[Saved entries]
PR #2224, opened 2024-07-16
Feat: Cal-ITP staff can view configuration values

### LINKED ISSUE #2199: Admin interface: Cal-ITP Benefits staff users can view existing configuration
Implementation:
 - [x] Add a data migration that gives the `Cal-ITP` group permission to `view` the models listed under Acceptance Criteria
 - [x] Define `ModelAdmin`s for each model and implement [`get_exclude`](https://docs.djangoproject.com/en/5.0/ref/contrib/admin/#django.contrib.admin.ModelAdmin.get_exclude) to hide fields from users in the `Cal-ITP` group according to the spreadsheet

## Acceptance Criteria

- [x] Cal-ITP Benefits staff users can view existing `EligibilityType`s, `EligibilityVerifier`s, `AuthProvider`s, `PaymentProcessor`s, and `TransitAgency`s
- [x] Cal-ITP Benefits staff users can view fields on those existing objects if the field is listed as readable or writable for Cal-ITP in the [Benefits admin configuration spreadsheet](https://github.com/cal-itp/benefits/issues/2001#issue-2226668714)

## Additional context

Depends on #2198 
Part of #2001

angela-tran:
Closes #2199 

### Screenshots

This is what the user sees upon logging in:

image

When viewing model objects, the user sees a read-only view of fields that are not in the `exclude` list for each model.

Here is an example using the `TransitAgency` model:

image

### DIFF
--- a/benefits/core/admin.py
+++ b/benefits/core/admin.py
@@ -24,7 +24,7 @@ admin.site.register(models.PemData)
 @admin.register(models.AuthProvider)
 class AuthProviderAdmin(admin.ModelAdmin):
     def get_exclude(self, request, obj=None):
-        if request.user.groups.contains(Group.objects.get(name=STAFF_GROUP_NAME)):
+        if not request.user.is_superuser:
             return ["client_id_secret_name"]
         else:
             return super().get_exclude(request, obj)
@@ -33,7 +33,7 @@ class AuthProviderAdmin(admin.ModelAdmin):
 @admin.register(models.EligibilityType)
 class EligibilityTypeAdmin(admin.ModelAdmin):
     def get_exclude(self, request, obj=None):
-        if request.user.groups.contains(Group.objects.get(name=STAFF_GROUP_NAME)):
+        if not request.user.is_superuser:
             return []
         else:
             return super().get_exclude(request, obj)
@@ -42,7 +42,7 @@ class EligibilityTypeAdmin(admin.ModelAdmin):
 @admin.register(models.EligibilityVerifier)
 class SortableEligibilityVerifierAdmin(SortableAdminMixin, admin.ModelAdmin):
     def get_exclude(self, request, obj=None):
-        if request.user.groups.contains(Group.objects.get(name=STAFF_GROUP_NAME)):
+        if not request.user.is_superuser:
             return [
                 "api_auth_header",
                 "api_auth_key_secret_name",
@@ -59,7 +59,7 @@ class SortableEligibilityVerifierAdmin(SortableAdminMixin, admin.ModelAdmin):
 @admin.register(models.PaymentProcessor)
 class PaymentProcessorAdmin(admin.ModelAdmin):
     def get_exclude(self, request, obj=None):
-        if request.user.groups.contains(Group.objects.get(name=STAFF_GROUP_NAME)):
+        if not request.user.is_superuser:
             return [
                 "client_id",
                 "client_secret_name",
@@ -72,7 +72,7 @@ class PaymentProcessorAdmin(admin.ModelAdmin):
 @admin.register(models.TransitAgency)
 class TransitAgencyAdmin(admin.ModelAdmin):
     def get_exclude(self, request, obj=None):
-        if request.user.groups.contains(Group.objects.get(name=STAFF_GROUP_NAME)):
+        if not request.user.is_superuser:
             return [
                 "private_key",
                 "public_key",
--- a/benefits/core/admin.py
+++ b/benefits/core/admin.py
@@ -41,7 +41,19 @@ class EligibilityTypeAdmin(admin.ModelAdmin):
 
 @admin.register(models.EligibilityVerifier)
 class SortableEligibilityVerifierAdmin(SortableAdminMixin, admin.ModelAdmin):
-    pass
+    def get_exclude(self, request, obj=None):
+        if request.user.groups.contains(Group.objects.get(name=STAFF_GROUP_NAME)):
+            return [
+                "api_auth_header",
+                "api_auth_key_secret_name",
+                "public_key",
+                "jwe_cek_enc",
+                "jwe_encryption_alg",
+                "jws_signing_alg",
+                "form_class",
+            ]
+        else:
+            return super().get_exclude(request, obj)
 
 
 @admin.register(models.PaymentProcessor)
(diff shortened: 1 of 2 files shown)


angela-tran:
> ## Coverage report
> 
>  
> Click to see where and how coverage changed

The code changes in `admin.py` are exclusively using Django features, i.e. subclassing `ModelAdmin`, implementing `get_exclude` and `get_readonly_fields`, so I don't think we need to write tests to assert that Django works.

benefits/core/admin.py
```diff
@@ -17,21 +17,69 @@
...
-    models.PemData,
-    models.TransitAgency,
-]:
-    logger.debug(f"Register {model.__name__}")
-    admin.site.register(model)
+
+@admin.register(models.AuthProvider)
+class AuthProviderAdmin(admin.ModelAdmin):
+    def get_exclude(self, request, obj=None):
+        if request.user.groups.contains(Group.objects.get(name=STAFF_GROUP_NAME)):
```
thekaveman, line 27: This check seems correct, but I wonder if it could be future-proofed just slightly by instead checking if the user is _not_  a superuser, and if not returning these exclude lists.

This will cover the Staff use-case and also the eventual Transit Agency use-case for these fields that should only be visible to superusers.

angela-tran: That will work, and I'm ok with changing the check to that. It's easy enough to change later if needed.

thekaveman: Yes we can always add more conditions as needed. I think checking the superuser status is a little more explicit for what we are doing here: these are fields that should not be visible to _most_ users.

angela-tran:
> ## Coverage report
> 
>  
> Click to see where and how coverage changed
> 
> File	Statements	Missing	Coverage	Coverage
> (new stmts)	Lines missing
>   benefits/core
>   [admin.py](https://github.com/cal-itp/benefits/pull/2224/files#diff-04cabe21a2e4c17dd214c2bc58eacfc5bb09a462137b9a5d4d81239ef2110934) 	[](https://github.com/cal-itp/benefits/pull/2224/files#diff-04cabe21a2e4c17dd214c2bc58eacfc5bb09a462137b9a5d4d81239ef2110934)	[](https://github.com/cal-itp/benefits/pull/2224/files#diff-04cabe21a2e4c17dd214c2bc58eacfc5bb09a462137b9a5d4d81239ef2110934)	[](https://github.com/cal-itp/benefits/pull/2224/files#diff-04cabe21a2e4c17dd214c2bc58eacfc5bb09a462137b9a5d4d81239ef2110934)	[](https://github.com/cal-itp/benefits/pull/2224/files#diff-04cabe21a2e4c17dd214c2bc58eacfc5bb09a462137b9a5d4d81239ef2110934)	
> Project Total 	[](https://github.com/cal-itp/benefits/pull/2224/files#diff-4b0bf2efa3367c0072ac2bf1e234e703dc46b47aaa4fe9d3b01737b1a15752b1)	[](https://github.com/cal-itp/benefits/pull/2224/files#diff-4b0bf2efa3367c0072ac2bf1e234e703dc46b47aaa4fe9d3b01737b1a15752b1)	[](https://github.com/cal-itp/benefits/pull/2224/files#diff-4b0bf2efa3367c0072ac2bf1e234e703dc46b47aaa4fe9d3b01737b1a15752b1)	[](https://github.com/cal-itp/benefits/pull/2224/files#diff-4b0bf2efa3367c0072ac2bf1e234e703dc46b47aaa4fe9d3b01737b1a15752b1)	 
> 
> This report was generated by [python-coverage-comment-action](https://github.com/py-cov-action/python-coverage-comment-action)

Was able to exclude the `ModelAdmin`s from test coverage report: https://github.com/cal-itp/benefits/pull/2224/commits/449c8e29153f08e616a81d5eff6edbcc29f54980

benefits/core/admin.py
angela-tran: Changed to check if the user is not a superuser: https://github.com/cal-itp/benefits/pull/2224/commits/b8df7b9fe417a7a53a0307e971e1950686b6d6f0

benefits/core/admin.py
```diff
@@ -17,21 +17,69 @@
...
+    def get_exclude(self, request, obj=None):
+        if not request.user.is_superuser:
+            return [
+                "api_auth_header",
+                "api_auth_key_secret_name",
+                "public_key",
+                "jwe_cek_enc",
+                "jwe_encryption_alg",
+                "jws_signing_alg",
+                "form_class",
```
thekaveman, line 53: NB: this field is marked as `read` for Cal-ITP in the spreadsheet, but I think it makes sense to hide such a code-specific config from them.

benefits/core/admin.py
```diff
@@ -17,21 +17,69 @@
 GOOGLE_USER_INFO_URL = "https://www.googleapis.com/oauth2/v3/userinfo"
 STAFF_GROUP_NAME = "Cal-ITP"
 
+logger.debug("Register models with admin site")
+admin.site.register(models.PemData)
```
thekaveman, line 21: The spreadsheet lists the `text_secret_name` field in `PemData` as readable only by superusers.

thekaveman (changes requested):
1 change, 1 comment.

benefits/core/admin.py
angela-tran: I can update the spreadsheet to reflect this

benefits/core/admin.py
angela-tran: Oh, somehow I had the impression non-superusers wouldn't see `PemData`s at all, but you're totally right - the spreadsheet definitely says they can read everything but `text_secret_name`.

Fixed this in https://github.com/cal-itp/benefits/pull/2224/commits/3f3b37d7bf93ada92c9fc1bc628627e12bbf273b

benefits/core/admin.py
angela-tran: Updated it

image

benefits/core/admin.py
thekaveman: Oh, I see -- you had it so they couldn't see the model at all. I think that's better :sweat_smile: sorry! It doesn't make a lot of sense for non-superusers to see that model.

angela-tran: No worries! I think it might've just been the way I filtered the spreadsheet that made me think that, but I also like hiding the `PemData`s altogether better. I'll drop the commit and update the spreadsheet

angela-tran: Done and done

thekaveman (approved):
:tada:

▶ Task instructions: Starting with the first line of the data above, copy each line exactly until you reach the line with "## Acceptance Criteria"; include that line as well.

▶ Answer for the task:
PR #2224, opened 2024-07-16
Feat: Cal-ITP staff can view configuration values

### LINKED ISSUE #2199: Admin interface: Cal-ITP Benefits staff users can view existing configuration
Implementation:
 - [x] Add a data migration that gives the `Cal-ITP` group permission to `view` the models listed under Acceptance Criteria
 - [x] Define `ModelAdmin`s for each model and implement [`get_exclude`](https://docs.djangoproject.com/en/5.0/ref/contrib/admin/#django.contrib.admin.ModelAdmin.get_exclude) to hide fields from users in the `Cal-ITP` group according to the spreadsheet

## Acceptance Criteria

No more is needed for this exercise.